# So my speakers blown



## droidrage729 (Jun 17, 2011)

Yea pretty much like stated I don't use it a lot but did today and its a crackley mess. Should I call them or am I pretty but Sol? I don't have any insurance as I didn't expect my speaker to blow I don't use it much I've had the device what a month. Any input is appreciated.

Sent from my Nexus 7 using Tapatalk 2


----------



## Mustang302LX (Jun 28, 2011)

I'd call them. Worse they can say I you're SOL.

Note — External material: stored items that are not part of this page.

PR #977, opened 2019-12-25
Fix/remove redundant resolving in the place smach state

PetervDooren:


LoyVanBeek:
Then, what determines at what pose to put an item? That is what the placement_pose is for.

PetervDooren:
It is still placement pose. But by putting in a locking designator it will only need to compute the optimal empty spot once. This also ensures that the pose that is navigated to is the pose that we put the object

robot_smach_states/src/robot_smach_states/manipulation/place.py
```diff
@@ -8,12 +8,14 @@
...
 from robot_smach_states.world_model import Inspect
+from robot_smach_states.utility import LockDesignator
 from robot_smach_states.util.designators.ed_designators import EmptySpotDesignator
+from robot_smach_states.util.designators.utility import LockingDesignator
 from robot_smach_states.util.designators import check_type
 
 
 class PreparePlace(smach.State):
-    def __init__(self, robot, placement_pose, arm):
+    def __init__(self, robot, arm):
```
MatthijsBurgh: Remove also from docstring

robot_smach_states/src/robot_smach_states/manipulation/place.py
```diff
@@ -252,16 +249,19 @@ def __init__(self, robot, item_to_place, place_pose, arm, place_volume=None, upd
...
                                        )
 
-            smach.StateMachine.add('PREPARE_PLACE', PreparePlace(robot, place_designator, arm),
-                                   transitions={'succeeded': 'NAVIGATE_TO_PLACE',
+            smach.StateMachine.add('PREPARE_PLACE', PreparePlace(robot, arm),
+                                   transitions={'succeeded': 'LOCK_DESIGNATOR',
                                                 'failed': 'failed'})
 
-            smach.StateMachine.add('NAVIGATE_TO_PLACE', NavigateToPlace(robot, place_designator, arm),
+            smach.StateMachine.add('LOCK_DESIGNATOR', LockDesignator(locking_place_designator),
```
MatthijsBurgh: Should we unlock it afterwards or not?

robot_smach_states/src/robot_smach_states/manipulation/place.py
PetervDooren: Done

robot_smach_states/src/robot_smach_states/manipulation/place.py
PetervDooren: We don't need to. The locking designator only exists within the scope of Place. After place has been executed we no longer need it.

PR #1319, opened 2023-06-05
(place.py) Typing and formatting

P-ict0:
Removed unused variable and added type-hinting

### DIFF
--- a/robot_smach_states/src/robot_smach_states/manipulation/place.py
+++ b/robot_smach_states/src/robot_smach_states/manipulation/place.py
@@ -1,4 +1,5 @@
 from __future__ import absolute_import, print_function
+from typing import Union, Optional
 
 # ROS
 from pykdl_ros import FrameStamped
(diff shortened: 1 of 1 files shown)


PetervDooren (approved):

robot_smach_states/src/robot_smach_states/manipulation/place.py
```diff
@@ -8,18 +9,20 @@
...
 from ..util.designators.utility import LockingDesignator
 from robot_smach_states.world_model.world_model import Inspect
+from ..util.designators.core import Designator
 
 
 class Put(smach.State):
     REQUIRED_ARM_PROPERTIES = {"required_gripper_types": [GripperTypes.GRASPING], }
 
-    def __init__(self, robot, item_to_place, placement_pose, arm):
+    def __init__(self, robot: Robot, item_to_place: Entity, placement_pose: FrameStamped, arm: PublicArm) -> None:
```
MatthijsBurgh, line 25: Arm is a designator....

P-ict0: All of the other variables are designators then according to the docs, should we change them too then?

MatthijsBurgh: Yes, Designators can be typed. So that should be done. The `check_type` in the constructor should be replaced by `check_resolve_type`. As only designators are allowed.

Sent from my Nexus 7 running CM10 using the RootzWiki app.


----------



## iPois0n (Jan 12, 2012)

The speaker is shit on it. But hey its a budget tablet with a sick as processor.


----------



## utcu (Nov 24, 2011)

If the parts were available online I'd say just replace it. From the ifixit tear down, speaker replacement would take 40 minutes max being careful and taking your time. Definitely call them though. I'd imagine Asus has some type of manufacturer warranty.


----------



## mtw4991 (Aug 31, 2011)

droidrage729 said:


> Yea pretty much like stated I don't use it a lot but did today and its a crackley mess. Should I call them or am I pretty but Sol? I don't have any insurance as I didn't expect my speaker to blow I don't use it much I've had the device what a month. Any input is appreciated.
> 
> Sent from my Nexus 7 using Tapatalk 2


Same thing happened to mine within 2 weeks of getting it. Called Google support, they RMA'd it and I had a new one two days later. They paid the shipping also. Just be persistent, they are aware of the issue but the support dude sounded like he had never heard of it. Made him get his manager, who promptly did the RMA


----------